(Data extracts begins)

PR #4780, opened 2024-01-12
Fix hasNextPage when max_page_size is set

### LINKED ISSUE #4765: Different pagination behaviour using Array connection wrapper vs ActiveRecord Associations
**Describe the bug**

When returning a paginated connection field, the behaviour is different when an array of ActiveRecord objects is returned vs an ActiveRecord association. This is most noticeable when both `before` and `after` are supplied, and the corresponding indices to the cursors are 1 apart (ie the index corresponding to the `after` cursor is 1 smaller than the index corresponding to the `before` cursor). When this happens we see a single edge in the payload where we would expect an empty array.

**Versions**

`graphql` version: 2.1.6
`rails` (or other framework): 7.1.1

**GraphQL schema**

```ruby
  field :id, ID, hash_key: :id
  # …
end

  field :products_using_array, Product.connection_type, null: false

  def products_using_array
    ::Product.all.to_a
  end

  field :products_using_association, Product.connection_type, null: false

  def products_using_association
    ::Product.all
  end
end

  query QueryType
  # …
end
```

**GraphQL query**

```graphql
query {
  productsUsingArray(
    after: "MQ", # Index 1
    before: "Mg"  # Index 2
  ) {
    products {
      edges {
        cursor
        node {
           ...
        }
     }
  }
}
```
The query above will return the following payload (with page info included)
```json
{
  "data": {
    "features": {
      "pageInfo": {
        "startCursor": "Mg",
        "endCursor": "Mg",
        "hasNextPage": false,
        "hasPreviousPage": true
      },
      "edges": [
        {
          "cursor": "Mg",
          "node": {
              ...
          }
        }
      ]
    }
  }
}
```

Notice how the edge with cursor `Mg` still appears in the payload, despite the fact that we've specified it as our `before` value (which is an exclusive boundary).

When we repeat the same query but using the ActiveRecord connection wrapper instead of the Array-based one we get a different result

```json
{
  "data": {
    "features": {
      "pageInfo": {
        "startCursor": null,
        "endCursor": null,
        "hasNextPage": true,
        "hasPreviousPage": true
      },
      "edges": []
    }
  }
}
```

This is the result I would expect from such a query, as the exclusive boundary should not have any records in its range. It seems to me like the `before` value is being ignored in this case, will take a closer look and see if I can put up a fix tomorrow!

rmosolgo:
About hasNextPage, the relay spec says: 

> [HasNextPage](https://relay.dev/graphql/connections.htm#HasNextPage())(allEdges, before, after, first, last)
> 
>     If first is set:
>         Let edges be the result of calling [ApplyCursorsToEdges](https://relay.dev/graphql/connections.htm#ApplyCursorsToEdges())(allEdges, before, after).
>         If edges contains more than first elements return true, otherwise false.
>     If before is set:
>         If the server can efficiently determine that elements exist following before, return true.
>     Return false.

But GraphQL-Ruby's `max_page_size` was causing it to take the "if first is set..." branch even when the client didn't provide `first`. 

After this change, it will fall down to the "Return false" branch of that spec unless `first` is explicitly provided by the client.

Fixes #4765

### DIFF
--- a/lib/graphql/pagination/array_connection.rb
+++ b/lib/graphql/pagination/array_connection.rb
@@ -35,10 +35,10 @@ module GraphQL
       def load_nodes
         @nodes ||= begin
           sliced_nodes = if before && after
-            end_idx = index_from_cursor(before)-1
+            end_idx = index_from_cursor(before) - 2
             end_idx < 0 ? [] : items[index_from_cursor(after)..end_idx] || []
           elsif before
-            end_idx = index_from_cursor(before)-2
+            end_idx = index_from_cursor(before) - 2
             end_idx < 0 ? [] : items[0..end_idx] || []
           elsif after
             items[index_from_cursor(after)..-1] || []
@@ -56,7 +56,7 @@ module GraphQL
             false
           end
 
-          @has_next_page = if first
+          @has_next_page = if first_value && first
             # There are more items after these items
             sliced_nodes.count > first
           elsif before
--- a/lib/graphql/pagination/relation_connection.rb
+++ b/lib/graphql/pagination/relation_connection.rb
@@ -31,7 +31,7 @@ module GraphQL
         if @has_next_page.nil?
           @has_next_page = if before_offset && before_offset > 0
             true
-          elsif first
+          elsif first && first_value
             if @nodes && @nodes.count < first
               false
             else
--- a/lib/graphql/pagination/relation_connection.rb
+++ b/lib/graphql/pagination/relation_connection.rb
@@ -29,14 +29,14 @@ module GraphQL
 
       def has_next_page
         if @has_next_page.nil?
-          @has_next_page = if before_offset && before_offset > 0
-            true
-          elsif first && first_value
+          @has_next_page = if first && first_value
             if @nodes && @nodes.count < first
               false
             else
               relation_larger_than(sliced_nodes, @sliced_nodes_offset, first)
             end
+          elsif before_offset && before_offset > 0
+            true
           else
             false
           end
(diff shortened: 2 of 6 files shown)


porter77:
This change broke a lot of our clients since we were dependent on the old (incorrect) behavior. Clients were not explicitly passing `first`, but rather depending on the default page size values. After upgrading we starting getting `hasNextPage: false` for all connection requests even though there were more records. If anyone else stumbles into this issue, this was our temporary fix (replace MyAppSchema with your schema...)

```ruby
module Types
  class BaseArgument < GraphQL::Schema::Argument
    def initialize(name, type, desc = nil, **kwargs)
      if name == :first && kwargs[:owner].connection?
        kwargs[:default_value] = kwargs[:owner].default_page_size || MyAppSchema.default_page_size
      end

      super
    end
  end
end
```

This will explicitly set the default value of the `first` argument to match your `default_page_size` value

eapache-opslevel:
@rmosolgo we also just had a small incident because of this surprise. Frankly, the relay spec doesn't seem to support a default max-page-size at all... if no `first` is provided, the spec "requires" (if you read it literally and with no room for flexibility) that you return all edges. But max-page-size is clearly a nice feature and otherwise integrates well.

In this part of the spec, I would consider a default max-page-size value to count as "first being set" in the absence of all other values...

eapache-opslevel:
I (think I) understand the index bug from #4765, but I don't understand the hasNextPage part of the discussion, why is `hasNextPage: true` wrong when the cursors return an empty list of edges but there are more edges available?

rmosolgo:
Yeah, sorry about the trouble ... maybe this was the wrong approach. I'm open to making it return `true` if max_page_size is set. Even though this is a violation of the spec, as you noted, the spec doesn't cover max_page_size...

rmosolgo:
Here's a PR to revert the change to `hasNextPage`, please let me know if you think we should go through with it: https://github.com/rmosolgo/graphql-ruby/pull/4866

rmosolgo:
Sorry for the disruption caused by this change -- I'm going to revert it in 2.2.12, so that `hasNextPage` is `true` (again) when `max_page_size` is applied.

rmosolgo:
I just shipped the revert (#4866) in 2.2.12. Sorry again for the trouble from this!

(Data extracts ends)

#### Exercise directions
Could you find every line in the records above that contains the word "elements" and copy it?

#### Result for this task
>         If edges contains more than first elements return true, otherwise false.
>         If the server can efficiently determine that elements exist following before, return true.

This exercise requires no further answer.